Capacitive deionization (CDI) is one of the most promising energy-efficient technologies for water desalination, however its industrial translation is slow and impeded by limited electrosorption capacity, slow electrosorption rate and poor cycling stability. Herein we address the above challenges by developing and validating a new concept of unimpeded and selective full-cell anion-cation separation using custom-designed anion-kinetics-selective anode and cation-energy-selective cathode. Nanoporous graphene anode enables the selective anion kinetics, while cation selectivity on the functionalized MXene cathode is due to the difference in ion adsorption energy. These mechanisms are validated by electrochemical quartz crystal microbalance measurements. The finely-tuned balance between ion transport and adsorption causes unimpeded ion diffusion, leading to the higher electrosorption rates. These effects are guided by the atomistic and quantum chemistry simulations, and also confirmed experimentally by tuning the pore size of graphene anode and the functionalization of MXene cathode. The fabricated asymmetric CDI cell exhibits superior electrosorption capacity of 49 mg g⁻¹ and high electrosorption rate of 2.92 mg g⁻¹ min⁻¹ in 5000 mg L⁻¹ NaCl solution as well as excellent cycling stability (100 cycles), which are among the best of the current state-of-the-art CDI studies. These results demonstrate the design of advanced electrode materials for the effective control of ion kinetics and energies to achieve selective ion transport, thus providing new insights for a broader range of energy-related applications.
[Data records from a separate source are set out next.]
PR #463, opened 2024-12-20
Suggested changes for Pipeline planning of Duplicate/Remove

reuterbal:
These are my suggested changes for #462, as mentioned. This looks like everything's different, but it is mostly moving conceptually things to different places and streamlining the implementation where necessary.

Importantly, I have moved the ItemFactory into a separate file as it was growing a bit. This is the first commit on this branch over #462: c1e9fc55d3d7de9989dce66ccf550515833e0e49

To properly assess the differences to @MichaelSt98's implementation, you may want to take a look at the diff against this commit: https://github.com/ecmwf-ifs/loki/compare/c1e9fc55d3d7de9989dce66ccf550515833e0e49...nabr-nams-pipeline-plan-duplicate-remove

电容去离子 (CDI) 是最有前途的水淡化节能技术之一，但其工业转化速度缓慢，并且受到电吸附容量有限、电吸附速率慢和循环稳定性差的阻碍。在此，我们通过开发和验证使用定制设计的阴离子动力学选择性阳极和阳离子能量选择性阴极的无阻碍和选择性全电池阴离子阳离子分离的新概念来解决上述挑战。纳米多孔石墨烯阳极能够实现选择性阴离子动力学，而功能化 MXene 阴极上的阳离子选择性是由于离子吸附能的差异。这些机制通过电化学石英晶体微天平测量得到验证。离子传输和吸附之间的微调平衡导致不受阻碍的离子扩散，导致更高的电吸附率。这些效应以原子和量子化学模拟为指导，并通过调整石墨烯阳极的孔径和 MXene 阴极的功能化进行实验证实。制造的不对称 CDI 电池表现出 49 mg g 的优异电吸附能力^-1和 2.92 mg g ^-1  min ^-1在 5000 mg L ^-1 NaCl 溶液中的高电吸附速率以及出色的循环稳定性（100 次循环），这是目前最先进的 CDI 中最好的学习。这些结果证明了先进电极材料的设计可有效控制离子动力学和能量以实现选择性离子传输，从而为更广泛的能量相关应用提供新的见解。